- **Action item**:
The reply should consist of one number, the count of lines below in which the word "StaticLookupCall" appears.

(Recorded data)

-------

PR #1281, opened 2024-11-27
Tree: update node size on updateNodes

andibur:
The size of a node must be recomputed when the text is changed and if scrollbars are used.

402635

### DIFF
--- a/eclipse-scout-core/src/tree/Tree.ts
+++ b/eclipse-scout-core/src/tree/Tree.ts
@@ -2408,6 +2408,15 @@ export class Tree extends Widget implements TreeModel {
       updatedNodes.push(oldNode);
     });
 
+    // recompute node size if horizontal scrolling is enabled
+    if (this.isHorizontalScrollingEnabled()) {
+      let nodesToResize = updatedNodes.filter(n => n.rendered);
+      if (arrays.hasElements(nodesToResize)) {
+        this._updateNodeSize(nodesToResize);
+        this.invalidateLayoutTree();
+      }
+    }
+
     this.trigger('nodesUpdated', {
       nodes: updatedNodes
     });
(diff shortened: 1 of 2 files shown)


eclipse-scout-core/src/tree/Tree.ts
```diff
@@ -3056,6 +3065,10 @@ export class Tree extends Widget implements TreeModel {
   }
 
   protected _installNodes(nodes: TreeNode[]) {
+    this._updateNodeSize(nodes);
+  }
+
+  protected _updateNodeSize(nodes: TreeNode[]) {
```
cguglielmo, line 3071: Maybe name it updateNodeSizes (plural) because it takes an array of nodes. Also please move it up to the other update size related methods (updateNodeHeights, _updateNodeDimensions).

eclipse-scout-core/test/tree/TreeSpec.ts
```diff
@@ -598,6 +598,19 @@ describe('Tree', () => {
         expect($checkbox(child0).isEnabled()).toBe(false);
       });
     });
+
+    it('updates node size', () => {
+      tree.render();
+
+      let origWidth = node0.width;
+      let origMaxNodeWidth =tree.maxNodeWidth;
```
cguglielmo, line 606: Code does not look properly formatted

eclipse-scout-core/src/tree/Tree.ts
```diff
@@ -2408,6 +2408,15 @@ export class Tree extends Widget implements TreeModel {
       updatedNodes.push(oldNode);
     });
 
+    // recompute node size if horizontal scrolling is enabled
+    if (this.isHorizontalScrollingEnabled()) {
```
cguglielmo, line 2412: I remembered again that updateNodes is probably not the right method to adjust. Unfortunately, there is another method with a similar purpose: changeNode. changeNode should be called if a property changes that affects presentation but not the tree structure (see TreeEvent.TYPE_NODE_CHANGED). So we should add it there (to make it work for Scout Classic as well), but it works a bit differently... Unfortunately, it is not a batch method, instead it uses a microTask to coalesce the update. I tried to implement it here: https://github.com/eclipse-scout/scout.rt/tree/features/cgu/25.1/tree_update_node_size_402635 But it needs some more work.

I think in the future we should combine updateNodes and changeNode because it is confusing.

-------

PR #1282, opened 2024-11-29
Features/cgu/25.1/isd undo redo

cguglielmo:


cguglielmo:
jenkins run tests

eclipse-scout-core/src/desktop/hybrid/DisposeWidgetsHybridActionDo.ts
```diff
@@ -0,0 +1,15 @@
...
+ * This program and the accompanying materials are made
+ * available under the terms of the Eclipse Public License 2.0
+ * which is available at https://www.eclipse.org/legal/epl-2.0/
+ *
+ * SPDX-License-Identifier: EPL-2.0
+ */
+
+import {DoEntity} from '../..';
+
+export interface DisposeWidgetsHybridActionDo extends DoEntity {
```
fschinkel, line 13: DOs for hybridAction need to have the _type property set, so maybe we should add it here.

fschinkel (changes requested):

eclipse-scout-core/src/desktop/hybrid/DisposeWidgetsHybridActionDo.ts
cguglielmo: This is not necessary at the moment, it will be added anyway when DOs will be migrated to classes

-------

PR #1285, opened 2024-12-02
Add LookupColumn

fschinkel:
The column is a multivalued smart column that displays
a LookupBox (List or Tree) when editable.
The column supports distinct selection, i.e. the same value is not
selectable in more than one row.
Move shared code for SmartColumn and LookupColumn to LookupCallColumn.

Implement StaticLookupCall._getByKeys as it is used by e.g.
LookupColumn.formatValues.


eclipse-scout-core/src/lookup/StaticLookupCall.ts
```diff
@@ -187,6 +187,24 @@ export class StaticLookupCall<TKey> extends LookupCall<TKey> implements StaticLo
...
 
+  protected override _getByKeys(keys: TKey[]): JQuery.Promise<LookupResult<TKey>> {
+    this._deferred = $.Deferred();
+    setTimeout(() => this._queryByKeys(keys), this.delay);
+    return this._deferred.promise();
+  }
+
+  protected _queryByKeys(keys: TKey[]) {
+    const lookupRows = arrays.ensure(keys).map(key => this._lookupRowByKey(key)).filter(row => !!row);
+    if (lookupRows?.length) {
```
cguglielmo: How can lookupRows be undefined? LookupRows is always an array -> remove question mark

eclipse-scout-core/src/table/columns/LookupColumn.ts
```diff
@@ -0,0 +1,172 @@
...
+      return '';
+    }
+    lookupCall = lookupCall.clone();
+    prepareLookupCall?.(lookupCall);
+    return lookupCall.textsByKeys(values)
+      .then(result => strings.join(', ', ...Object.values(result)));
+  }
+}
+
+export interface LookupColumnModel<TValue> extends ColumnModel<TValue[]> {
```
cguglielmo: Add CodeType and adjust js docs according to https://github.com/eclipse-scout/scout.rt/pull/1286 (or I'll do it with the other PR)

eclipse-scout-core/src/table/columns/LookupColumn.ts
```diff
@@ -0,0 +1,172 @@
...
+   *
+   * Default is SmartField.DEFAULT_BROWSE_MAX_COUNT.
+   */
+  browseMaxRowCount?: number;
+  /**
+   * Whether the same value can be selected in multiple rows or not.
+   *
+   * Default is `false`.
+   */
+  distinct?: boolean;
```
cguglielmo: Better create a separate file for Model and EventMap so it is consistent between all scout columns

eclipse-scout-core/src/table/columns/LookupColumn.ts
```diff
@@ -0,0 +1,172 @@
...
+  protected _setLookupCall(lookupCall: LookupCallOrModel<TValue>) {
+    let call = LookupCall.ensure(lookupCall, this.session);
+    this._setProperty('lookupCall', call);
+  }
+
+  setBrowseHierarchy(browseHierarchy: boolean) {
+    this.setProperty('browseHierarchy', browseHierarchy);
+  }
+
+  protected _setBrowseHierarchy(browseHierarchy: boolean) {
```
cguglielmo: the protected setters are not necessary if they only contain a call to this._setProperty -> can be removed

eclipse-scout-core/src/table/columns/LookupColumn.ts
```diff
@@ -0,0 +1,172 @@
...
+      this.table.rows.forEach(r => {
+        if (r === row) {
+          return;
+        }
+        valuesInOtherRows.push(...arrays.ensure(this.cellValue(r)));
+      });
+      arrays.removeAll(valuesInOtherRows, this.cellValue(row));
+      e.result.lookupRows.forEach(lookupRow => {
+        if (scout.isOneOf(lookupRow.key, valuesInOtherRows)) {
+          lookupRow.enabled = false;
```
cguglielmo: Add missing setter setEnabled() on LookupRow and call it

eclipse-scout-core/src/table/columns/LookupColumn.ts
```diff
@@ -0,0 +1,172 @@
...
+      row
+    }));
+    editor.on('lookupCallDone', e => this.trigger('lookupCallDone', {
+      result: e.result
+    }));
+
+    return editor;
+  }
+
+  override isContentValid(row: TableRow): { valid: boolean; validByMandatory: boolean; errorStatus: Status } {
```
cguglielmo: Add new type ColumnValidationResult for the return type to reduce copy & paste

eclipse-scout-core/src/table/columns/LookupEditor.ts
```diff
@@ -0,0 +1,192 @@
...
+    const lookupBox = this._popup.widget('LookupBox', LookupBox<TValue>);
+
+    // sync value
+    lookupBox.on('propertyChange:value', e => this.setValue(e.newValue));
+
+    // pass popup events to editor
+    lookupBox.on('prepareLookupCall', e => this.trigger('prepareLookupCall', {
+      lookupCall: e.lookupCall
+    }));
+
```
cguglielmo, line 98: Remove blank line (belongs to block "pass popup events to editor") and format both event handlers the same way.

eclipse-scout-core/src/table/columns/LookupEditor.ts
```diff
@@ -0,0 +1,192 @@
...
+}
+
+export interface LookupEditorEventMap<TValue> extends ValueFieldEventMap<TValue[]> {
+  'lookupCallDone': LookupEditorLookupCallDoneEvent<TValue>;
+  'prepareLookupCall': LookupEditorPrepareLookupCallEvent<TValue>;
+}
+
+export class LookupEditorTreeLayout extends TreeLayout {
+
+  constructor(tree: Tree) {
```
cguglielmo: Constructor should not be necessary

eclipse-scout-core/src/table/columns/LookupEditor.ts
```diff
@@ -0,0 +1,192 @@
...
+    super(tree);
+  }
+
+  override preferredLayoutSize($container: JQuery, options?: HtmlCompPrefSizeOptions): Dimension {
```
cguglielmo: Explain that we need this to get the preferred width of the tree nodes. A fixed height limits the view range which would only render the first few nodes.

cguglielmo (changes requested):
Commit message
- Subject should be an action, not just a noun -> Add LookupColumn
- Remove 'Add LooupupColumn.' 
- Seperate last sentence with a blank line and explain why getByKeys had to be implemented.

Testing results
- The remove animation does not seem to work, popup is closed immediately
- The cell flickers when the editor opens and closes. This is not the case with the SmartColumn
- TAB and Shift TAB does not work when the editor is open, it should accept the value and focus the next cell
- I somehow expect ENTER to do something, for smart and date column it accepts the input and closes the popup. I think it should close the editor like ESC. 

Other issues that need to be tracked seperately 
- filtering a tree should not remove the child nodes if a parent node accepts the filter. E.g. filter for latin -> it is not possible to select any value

-------

- **Answer box**:
3